* _TASK DESCRIPTION_: Whenever a line in the entries below contains "been", copy that line.

* _EXERCISE DATA_:
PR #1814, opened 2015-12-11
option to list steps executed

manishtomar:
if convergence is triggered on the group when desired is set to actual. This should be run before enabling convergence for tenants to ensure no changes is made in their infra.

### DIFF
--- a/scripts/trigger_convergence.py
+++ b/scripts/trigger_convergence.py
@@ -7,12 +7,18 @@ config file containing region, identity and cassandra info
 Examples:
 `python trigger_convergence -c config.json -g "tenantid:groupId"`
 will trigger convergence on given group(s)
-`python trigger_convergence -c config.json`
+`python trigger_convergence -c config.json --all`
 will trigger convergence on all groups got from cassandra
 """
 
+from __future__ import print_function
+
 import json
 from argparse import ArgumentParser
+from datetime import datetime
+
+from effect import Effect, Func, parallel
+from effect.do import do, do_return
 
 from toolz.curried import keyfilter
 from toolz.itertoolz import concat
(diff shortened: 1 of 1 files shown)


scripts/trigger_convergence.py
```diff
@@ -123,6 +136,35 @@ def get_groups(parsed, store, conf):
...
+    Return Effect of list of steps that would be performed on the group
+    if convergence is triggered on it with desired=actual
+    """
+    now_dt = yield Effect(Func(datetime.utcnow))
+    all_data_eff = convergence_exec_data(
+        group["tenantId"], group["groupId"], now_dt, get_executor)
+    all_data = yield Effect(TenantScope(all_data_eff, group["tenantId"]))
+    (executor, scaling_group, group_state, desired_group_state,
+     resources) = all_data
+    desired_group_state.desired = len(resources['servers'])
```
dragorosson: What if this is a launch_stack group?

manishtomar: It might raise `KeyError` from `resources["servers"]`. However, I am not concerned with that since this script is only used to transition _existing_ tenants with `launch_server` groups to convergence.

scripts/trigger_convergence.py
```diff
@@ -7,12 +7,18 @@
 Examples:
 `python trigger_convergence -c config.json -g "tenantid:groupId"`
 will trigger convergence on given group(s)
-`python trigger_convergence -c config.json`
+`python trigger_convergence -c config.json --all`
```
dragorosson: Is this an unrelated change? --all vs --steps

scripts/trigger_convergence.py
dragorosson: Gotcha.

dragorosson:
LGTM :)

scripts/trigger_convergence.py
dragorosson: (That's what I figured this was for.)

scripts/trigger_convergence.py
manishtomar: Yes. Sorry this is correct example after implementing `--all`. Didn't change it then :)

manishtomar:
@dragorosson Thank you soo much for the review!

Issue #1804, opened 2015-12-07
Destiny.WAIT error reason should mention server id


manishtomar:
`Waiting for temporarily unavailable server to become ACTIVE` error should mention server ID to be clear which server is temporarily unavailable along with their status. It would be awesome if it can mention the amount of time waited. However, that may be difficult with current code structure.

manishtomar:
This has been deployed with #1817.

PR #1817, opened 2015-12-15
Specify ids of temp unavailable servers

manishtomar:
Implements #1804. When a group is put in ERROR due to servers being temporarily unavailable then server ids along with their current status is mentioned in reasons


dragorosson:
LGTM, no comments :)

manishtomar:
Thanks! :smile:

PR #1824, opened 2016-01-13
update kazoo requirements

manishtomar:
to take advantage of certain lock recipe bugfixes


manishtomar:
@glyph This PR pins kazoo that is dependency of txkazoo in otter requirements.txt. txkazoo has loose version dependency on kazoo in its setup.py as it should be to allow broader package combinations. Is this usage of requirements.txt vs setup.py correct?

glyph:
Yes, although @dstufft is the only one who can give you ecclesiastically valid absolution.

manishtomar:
--
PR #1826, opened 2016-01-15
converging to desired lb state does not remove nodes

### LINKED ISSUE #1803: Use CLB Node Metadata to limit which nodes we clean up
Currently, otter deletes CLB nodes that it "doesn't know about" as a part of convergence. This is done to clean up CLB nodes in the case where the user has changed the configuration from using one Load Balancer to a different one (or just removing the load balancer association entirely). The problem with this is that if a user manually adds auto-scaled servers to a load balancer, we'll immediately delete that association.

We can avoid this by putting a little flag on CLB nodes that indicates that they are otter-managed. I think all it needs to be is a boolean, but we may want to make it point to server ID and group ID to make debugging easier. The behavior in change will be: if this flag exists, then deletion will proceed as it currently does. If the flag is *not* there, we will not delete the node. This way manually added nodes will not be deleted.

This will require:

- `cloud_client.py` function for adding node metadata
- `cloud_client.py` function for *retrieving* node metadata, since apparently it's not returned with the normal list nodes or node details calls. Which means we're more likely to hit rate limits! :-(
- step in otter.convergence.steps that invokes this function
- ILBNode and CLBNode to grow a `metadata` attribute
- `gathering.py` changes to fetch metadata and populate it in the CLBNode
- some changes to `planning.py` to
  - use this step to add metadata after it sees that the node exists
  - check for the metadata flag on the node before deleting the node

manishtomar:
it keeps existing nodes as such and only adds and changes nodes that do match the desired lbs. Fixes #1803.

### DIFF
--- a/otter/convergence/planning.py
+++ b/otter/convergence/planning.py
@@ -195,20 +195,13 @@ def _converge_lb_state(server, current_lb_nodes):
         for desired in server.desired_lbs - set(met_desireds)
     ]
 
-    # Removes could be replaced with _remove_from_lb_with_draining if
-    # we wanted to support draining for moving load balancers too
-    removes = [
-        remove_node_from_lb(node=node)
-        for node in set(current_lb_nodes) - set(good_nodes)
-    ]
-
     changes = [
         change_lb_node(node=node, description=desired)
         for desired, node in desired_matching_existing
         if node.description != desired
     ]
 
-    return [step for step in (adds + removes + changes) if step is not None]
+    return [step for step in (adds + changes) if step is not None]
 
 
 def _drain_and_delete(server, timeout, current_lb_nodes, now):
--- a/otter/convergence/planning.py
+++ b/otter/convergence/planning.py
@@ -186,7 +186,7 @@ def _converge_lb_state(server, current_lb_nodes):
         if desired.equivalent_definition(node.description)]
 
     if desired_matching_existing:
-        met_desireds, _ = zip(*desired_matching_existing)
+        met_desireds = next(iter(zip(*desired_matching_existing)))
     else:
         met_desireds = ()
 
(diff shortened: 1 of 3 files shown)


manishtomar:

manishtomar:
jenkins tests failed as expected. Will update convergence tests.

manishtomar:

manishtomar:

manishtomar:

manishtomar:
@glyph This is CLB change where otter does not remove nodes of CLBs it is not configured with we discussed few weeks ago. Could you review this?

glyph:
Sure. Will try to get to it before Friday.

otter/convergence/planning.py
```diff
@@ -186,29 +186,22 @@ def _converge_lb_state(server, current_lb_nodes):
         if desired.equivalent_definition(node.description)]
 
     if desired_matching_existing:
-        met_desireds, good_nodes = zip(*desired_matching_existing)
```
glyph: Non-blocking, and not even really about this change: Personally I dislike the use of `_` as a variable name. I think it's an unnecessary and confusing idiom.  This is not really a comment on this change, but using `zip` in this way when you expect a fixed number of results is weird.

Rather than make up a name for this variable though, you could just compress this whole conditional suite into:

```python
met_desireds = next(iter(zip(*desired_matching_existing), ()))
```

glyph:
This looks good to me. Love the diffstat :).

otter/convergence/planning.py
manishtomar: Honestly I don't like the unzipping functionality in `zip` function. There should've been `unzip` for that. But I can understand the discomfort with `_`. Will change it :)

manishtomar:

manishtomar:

* _ANSWER BOX_:
This has been deployed with #1817.
manishtomar: Honestly I don't like the unzipping functionality in `zip` function. There should've been `unzip` for that. But I can understand the discomfort with `_`. Will change it :)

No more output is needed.